Role of NAD+ consumers in Lipid Homeostasis
Open Access
- Author:
- Munoz, Isabella
- Area of Honors:
- Biochemistry and Molecular Biology
- Degree:
- Bachelor of Science
- Document Type:
- Thesis
- Thesis Supervisors:
- Melanie Mc Reynolds, Thesis Supervisor
Timothy Charles Meredith, Thesis Honors Advisor - Keywords:
- Caenorhabditis elegans
NAD+
PNC-1
metabolism
lipid accumulation
NA
NAD+ consumers - Abstract:
- This thesis delves into the intricate relationship between consumer activity, NAD+ biosynthesis, and lipid metabolism using Caenorhabditis elegans as a model organism. By examining the function of the PNC-1 enzyme and its mutations, the study aims to comprehend how reducing consumer activity affects fat formation. The mechanisms involved in NAD+ biosynthesis, which are crucial for energy metabolism and cellular redox functions, are thoroughly examined. This helps to clarify how different pathways related to NAD+ production and recycling are interconnected. The research demonstrates the critical role of NAD+ in maintaining cellular homeostasis and highlights how dysregulation of NAD+ metabolism can lead to conditions such as obesity and age-related illnesses. In particular, the impact of gene alterations on lipid accumulation and NAD+ levels are investigated for tir-1, parp-1, and parp-2. Experiments utilizing Oil Red O staining and NA supplementation provide important new understandings of how these mutations affect lipid accumulation and how NA supplementation may be used therapeutically to reduce lipid accumulation in some mutant strains. The research also sheds light on the possibility that NAM inhibits NAD+ consumers, which adds to our understanding of the complex regulatory processes regulating lipid metabolism.

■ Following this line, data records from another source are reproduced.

PR #18499, opened 2023-11-03
Improves performance of GetLayoutHandlerIndex

albyrock87:
### Description of Change

While examining [Lols Benchmark results](https://github.com/dotnet/maui/pull/17756#discussion_r1355819763) by @jonathanpeppers I've noticed that 6.4% of the total time is consumed by `LayoutExtensions.GetLayoutHandlerIndex`.

image

This function is being called every time a layout child is added while the layout is already attached to an handler.
The function uses `OrderBy` which internally creates a `SortedMap`, this has a cost in terms of memory (array allocation and resize/copy) and CPU (may vary depending on the sorting algorithm used there).

This PR replaces that `OrderBy` + `IndexOf` with a simple O(N) algorithm which counts views with a lower zIndex.
That count matches the actual zIndex of the view.

I've added a benchmark to test the internal method performance change.
Unit test of this method already exist.

**Before**
|                Method |     Mean |    Error |   StdDev |   Gen0 |   Gen1 |   Gen2 | Allocated |
|---------------------- |---------:|---------:|---------:|-------:|-------:|-------:|----------:|
| GetLayoutHandlerIndex | 27.24 us | 0.525 us | 0.645 us | 4.0283 | 3.9978 | 0.0916 |  24.86 KB |

**After**
|                Method |     Mean |    Error |   StdDev |   Gen0 |   Gen1 |   Gen2 | Allocated |
|---------------------- |---------:|---------:|---------:|-------:|-------:|-------:|----------:|
| GetLayoutHandlerIndex | 24.61 us | 0.478 us | 0.511 us | 3.1128 | 3.0823 | 0.0610 |  19.23 KB |

### DIFF
--- a/src/Core/src/Handlers/Layout/LayoutExtensions.cs
+++ b/src/Core/src/Handlers/Layout/LayoutExtensions.cs
@@ -9,14 +9,34 @@ namespace Microsoft.Maui.Handlers
 
 		public static int GetLayoutHandlerIndex(this ILayout layout, IView view)
 		{
-			switch (layout.Count)
+			var count = layout.Count;
+			switch (count)
 			{
 				case 0:
 					return -1;
 				case 1:
 					return view == layout[0] ? 0 : -1;
 				default:
-					return layout.OrderByZIndex().IndexOf(view);
+					var found = false;
+					var zIndex = view.ZIndex;
+					var lowerViews = 0;
+					
+					for (int i = 0; i < count; i++)
+					{
+						var child = layout[i];
+						var childZIndex = child.ZIndex;
+
+						if (child == view) {
+							found = true;
+						}
+
+						if (childZIndex < zIndex || !found && childZIndex == zIndex)
+						{
+							++lowerViews;
+						}
+					}
+
+					return found ? lowerViews : -1;
 			}
 		}
 	}
--- a/src/Core/src/Properties/AssemblyInfo.cs
+++ b/src/Core/src/Properties/AssemblyInfo.cs
@@ -25,6 +25,7 @@ using System.Runtime.CompilerServices;
 [assembly: InternalsVisibleTo("Microsoft.Maui.Controls.DeviceTests")]
 [assembly: InternalsVisibleTo("Microsoft.Maui.Controls.Core.UnitTests")]
 [assembly: InternalsVisibleTo("Microsoft.Maui.Benchmarks.Droid")]
+[assembly: InternalsVisibleTo("Core.Benchmarks")]
 [assembly: InternalsVisibleTo("Comet")]
 [assembly: InternalsVisibleTo("Comet.Tests")]
 [assembly: InternalsVisibleTo("CommunityToolkit.Maui")]
--- a/src/Core/tests/Benchmarks/Benchmarks/LayoutBenchmarker.cs
+++ b/src/Core/tests/Benchmarks/Benchmarks/LayoutBenchmarker.cs
@@ -1,0 +1,31 @@
+﻿using BenchmarkDotNet.Attributes;
+using Microsoft.Maui.Controls;
+using Microsoft.Maui.Handlers;
+
+namespace Microsoft.Maui.Benchmarks
+{
+	[MemoryDiagnoser]
+	public class LayoutBenchmarker
+	{
+		static readonly Border[] Views = new[]
+		{
+			new Border(), new Border(), new Border(), new Border(), new Border(), new Border(), new Border(),
+			new Border(), new Border(), new Border(), new Border(), new Border(), new Border(), new Border()
+		};
+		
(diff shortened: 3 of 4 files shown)


jsuarezruiz (dismissed):

src/Core/src/Handlers/Layout/LayoutExtensions.cs
```diff
@@ -9,14 +9,34 @@ internal static class LayoutExtensions
 
 		public static int GetLayoutHandlerIndex(this ILayout layout, IView view)
```
jonathanpeppers, line 10: Maybe someone on the MAUI team can comment: do we have enough unit tests that check this method would return the right results?

jonathanpeppers (dismissed):
Otherwise, the changes do look straightforward here: a single for-loop O(N) should be better than `OrderBy(...).IndexOf(...)` which is probably O(N^2). 👍

src/Core/src/Handlers/Layout/LayoutExtensions.cs
albyrock87: For reference: https://github.com/dotnet/maui/blob/74c8c146957ccaf9be02396365c2cc0617ba832d/src/Core/tests/UnitTests/Layouts/ZIndexTests.cs#L171-L202

We may want to add
```cs
		[Fact]
		public void LayoutHandlerIndexIsNegativeWhenChildIsNotFound()
		{
			var layout = new FakeLayout();
			var view0 = CreateTestView(zIndex: 0);

			Assert.Equal(-1, layout.GetLayoutHandlerIndex(view0));
		}

		[Fact]
		public void LayoutHandlerIndexEscalatesToChildIndexWhenZIndexIsEqual()
		{
			var layout = new FakeLayout();
			var view0 = CreateTestView(zIndex: 0);
			var view1 = CreateTestView(zIndex: 10);
			var view2 = CreateTestView(zIndex: 0);
			layout.Add(view0);
			layout.Add(view1);
			layout.Add(view2);

			Assert.Equal(0, layout.GetLayoutHandlerIndex(view0));
			Assert.Equal(2, layout.GetLayoutHandlerIndex(view1));
			Assert.Equal(1, layout.GetLayoutHandlerIndex(view2));
		}
```

mattleibow: If this test will cover cases that are not covered, then we should add it. Better to have too many tests (within reason - but we are not there yet) than not enough.

jonathanpeppers: Yeah, @albyrock87 go ahead and add these. Otherwise this one LGTM? @mattleibow is there someone more knowledgable about layout that would also make sense to review?

albyrock87: @mattleibow @jonathanpeppers tests have been added

```
        LayoutHandlerIndexIsNegativeWhenChildIsNotFound
        LayoutHandlerIndexPreservesAddOrderForEqualZIndexes
```

I've also removed the reflection thanks to 
```
[assembly: InternalsVisibleTo("Core.Benchmarks")]
```
which seemed appropriate.

mattleibow (approved):

src/Core/src/Handlers/Layout/LayoutExtensions.cs
```diff
@@ -9,14 +9,34 @@ internal static class LayoutExtensions
...
+			var count = layout.Count;
+			switch (count)
 			{
 				case 0:
 					return -1;
 				case 1:
 					return view == layout[0] ? 0 : -1;
 				default:
-					return layout.OrderByZIndex().IndexOf(view);
+					var found = false;
```
espenrl, line 20: A suggestion to improve code readability and optimum performance is to use Span.Sort - with a custom comparer to sort by ZIndex. If one can't sort layout in place one could stackalloc a buffer array to avoid using the heap.

Another idea would be for the layout itself to keep a sorted list of the children.

albyrock87: In this case the sort is still less performant than O(N).

A SortedList though would be beneficial for both methods in this class, but the problem is that both zIndex and childIndex might change in time (i.e. adding or removing children).

I'm thinking about a more general solution for the long term, but I felt this was a low hanging fruit for now.

espenrl: It's true that the total thing would be O(N log N) which really isn't much more than O(N) for the low numbers found in layout children. My guess it's probably the allocations of the original code that makes it slower. The sorting itself could in fact be negligible.

espenrl: I do think your code is optimal, I was mainly commenting on readability.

These findings not only deepen our understanding of the role of NAD+ in lipid homeostasis but also offer potential avenues for therapeutic interventions targeting NAD+ metabolism in the context of obesity, metabolic diseases, aging, and neurodegenerative disorders. Future directions include exploring the specific mechanisms underlying the observed effects and investigating additional therapeutic targets within the NAD+ metabolic pathway.